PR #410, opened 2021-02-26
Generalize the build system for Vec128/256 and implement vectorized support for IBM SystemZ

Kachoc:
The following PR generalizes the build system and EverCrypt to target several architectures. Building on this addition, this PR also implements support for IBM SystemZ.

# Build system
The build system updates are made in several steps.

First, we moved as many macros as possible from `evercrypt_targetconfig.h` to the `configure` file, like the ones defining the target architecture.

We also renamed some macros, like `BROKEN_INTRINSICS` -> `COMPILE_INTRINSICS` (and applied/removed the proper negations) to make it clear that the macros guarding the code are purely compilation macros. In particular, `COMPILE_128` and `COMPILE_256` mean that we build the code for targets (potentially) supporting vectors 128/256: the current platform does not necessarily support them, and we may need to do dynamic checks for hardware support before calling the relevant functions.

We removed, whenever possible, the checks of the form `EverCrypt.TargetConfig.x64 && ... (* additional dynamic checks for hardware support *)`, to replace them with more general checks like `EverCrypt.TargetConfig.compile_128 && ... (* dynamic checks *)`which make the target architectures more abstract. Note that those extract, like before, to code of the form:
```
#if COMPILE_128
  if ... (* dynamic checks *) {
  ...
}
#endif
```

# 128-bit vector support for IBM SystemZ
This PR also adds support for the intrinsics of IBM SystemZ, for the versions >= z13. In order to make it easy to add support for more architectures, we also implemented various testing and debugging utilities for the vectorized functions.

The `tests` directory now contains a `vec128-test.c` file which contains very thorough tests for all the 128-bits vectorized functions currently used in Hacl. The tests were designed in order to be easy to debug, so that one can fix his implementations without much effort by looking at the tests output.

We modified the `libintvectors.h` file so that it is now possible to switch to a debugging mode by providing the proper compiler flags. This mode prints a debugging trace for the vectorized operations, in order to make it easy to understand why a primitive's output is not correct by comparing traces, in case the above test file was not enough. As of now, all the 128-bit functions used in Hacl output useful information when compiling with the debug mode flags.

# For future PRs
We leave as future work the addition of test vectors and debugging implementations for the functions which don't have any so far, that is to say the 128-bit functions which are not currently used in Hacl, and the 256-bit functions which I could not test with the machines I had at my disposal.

+ + + + + + +

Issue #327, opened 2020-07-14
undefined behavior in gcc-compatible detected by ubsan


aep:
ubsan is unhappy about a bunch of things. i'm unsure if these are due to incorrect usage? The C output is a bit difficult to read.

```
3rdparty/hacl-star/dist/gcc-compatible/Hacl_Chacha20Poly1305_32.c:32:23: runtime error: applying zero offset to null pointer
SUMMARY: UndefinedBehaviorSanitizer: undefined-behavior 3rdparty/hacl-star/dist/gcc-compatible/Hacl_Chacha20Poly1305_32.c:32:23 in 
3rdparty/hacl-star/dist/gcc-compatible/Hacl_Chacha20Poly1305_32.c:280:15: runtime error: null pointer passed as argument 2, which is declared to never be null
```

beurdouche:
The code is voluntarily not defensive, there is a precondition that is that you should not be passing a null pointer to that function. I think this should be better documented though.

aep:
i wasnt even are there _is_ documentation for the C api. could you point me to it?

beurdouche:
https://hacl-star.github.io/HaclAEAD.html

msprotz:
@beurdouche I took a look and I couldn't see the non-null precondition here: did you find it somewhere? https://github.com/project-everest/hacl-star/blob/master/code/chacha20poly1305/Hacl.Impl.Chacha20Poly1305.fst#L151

+ + + + + + +

DIRECTIONS
Please copy the lines above from the line with "# 128-bit vector support for IBM SystemZ" up to and including the line with "This PR also adds", exactly as written and with nothing else.

RESULT
# 128-bit vector support for IBM SystemZ
This PR also adds support for the intrinsics of IBM SystemZ, for the versions >= z13. In order to make it easy to add support for more architectures, we also implemented various testing and debugging utilities for the vectorized functions.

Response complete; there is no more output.